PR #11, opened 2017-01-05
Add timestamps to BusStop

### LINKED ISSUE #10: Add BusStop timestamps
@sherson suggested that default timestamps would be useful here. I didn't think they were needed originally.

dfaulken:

→ **PROBLEM TO WORK ON**
Write the whole listing out again exactly.

→ **TASK SOLUTION**
PR #11, opened 2017-01-05
Add timestamps to BusStop

### LINKED ISSUE #10: Add BusStop timestamps
@sherson suggested that default timestamps would be useful here. I didn't think they were needed originally.

dfaulken:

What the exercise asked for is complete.